**HOW TO COMPLETE THIS TASK**
Could you restate the data word for word?
Start of Block
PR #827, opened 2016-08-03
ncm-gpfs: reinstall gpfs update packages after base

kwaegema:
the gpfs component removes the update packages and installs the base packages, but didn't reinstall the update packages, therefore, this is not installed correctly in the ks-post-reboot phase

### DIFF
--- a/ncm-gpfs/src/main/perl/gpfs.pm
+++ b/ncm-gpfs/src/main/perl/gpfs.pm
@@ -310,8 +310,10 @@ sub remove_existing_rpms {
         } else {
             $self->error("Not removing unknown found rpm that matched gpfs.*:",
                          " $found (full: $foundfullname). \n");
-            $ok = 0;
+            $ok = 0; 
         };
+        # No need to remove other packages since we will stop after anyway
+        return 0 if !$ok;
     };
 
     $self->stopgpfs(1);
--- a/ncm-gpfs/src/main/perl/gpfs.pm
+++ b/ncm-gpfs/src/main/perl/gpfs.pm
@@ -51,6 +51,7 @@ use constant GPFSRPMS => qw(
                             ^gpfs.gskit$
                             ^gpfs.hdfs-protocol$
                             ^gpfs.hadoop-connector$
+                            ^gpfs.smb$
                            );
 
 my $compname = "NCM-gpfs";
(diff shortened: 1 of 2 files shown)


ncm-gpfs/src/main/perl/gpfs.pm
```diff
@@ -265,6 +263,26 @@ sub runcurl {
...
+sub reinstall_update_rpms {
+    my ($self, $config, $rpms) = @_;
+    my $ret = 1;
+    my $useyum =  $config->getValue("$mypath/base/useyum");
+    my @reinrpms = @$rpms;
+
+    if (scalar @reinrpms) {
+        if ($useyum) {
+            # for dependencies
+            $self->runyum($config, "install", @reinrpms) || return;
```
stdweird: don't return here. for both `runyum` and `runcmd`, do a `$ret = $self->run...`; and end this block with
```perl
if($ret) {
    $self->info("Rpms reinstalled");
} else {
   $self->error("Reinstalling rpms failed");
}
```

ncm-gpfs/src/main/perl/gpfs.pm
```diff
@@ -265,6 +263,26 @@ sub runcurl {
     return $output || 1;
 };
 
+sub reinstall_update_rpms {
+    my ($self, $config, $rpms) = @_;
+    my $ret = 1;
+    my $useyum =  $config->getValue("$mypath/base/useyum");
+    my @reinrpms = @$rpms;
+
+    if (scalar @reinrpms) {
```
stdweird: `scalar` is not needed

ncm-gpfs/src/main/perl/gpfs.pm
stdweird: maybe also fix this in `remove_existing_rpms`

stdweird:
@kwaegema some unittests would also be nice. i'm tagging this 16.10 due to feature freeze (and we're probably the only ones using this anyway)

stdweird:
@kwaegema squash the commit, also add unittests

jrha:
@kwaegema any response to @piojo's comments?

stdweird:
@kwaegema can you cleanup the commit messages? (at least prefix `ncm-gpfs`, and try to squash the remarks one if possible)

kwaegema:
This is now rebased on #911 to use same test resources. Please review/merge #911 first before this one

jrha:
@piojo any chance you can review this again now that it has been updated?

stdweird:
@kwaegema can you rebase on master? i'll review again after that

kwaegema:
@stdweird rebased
End of Block
**RESULT**
PR #827, opened 2016-08-03
ncm-gpfs: reinstall gpfs update packages after base

kwaegema:
the gpfs component removes the update packages and installs the base packages, but didn't reinstall the update packages, therefore, this is not installed correctly in the ks-post-reboot phase

### DIFF
--- a/ncm-gpfs/src/main/perl/gpfs.pm
+++ b/ncm-gpfs/src/main/perl/gpfs.pm
@@ -310,8 +310,10 @@ sub remove_existing_rpms {
         } else {
             $self->error("Not removing unknown found rpm that matched gpfs.*:",
                          " $found (full: $foundfullname). \n");
-            $ok = 0;
+            $ok = 0; 
         };
+        # No need to remove other packages since we will stop after anyway
+        return 0 if !$ok;
     };
 
     $self->stopgpfs(1);
--- a/ncm-gpfs/src/main/perl/gpfs.pm
+++ b/ncm-gpfs/src/main/perl/gpfs.pm
@@ -51,6 +51,7 @@ use constant GPFSRPMS => qw(
                             ^gpfs.gskit$
                             ^gpfs.hdfs-protocol$
                             ^gpfs.hadoop-connector$
+                            ^gpfs.smb$
                            );
 
 my $compname = "NCM-gpfs";
(diff shortened: 1 of 2 files shown)


ncm-gpfs/src/main/perl/gpfs.pm
```diff
@@ -265,6 +263,26 @@ sub runcurl {
...
+sub reinstall_update_rpms {
+    my ($self, $config, $rpms) = @_;
+    my $ret = 1;
+    my $useyum =  $config->getValue("$mypath/base/useyum");
+    my @reinrpms = @$rpms;
+
+    if (scalar @reinrpms) {
+        if ($useyum) {
+            # for dependencies
+            $self->runyum($config, "install", @reinrpms) || return;
```
stdweird: don't return here. for both `runyum` and `runcmd`, do a `$ret = $self->run...`; and end this block with
```perl
if($ret) {
    $self->info("Rpms reinstalled");
} else {
   $self->error("Reinstalling rpms failed");
}
```

ncm-gpfs/src/main/perl/gpfs.pm
```diff
@@ -265,6 +263,26 @@ sub runcurl {
     return $output || 1;
 };
 
+sub reinstall_update_rpms {
+    my ($self, $config, $rpms) = @_;
+    my $ret = 1;
+    my $useyum =  $config->getValue("$mypath/base/useyum");
+    my @reinrpms = @$rpms;
+
+    if (scalar @reinrpms) {
```
stdweird: `scalar` is not needed

ncm-gpfs/src/main/perl/gpfs.pm
stdweird: maybe also fix this in `remove_existing_rpms`

stdweird:
@kwaegema some unittests would also be nice. i'm tagging this 16.10 due to feature freeze (and we're probably the only ones using this anyway)

stdweird:
@kwaegema squash the commit, also add unittests

jrha:
@kwaegema any response to @piojo's comments?

stdweird:
@kwaegema can you cleanup the commit messages? (at least prefix `ncm-gpfs`, and try to squash the remarks one if possible)

kwaegema:
This is now rebased on #911 to use same test resources. Please review/merge #911 first before this one

jrha:
@piojo any chance you can review this again now that it has been updated?

stdweird:
@kwaegema can you rebase on master? i'll review again after that

kwaegema:
@stdweird rebased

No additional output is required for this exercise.